§ **How to complete this task**: Look through the lines below and extract any with the word "packages".
Supplied records section start
PR #861, opened 2017-12-27
Make table of contents automatically

DanGrayson:
This supplants #804 and removes the file CONTENTS.md, replacing it by a file UniMath/CONTENTS.md, which contains links to all the packages' README files and to all of their files, in logical order.

See https://github.com/DanGrayson/UniMath/blob/make-table-of-contents/UniMath/CONTENTS.md


DanGrayson:
By the way, a possible future improvement to the table of contents would be to have a brief phrase added to each line describing the contents of the package or file.  These "headlines" could be extracted from specially formatted comment lines in the various files and from a file */.package/headline for the various packages.

benediktahrens:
Supplied records section end
§ **Response**:
This supplants #804 and removes the file CONTENTS.md, replacing it by a file UniMath/CONTENTS.md, which contains links to all the packages' README files and to all of their files, in logical order.
By the way, a possible future improvement to the table of contents would be to have a brief phrase added to each line describing the contents of the package or file.  These "headlines" could be extracted from specially formatted comment lines in the various files and from a file */.package/headline for the various packages.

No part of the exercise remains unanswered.